(Beginning of EXERCISE DATA)

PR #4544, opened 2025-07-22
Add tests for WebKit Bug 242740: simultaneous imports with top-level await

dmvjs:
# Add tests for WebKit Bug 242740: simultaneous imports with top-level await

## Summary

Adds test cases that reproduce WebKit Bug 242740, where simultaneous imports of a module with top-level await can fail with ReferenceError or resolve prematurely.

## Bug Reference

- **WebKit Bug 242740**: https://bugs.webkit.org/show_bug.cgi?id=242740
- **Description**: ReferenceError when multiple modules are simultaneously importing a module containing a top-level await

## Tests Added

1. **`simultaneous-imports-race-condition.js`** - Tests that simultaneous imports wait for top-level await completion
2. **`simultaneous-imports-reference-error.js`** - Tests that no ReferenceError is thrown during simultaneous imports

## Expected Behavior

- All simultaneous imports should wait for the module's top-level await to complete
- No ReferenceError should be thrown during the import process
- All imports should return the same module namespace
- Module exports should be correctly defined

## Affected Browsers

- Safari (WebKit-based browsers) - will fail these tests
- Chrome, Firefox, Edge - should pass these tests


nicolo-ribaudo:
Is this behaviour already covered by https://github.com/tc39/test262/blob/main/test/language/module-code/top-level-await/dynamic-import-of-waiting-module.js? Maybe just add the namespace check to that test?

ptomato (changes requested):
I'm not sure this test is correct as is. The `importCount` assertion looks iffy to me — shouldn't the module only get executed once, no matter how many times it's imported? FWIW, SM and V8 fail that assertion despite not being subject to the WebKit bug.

(End of EXERCISE DATA)

◆ EXERCISE GOAL ◆
If the string "during" is in a line of the entries, pick that line out.

◆ EXERCISE RESULT ◆
2. **`simultaneous-imports-reference-error.js`** - Tests that no ReferenceError is thrown during simultaneous imports
- No ReferenceError should be thrown during the import process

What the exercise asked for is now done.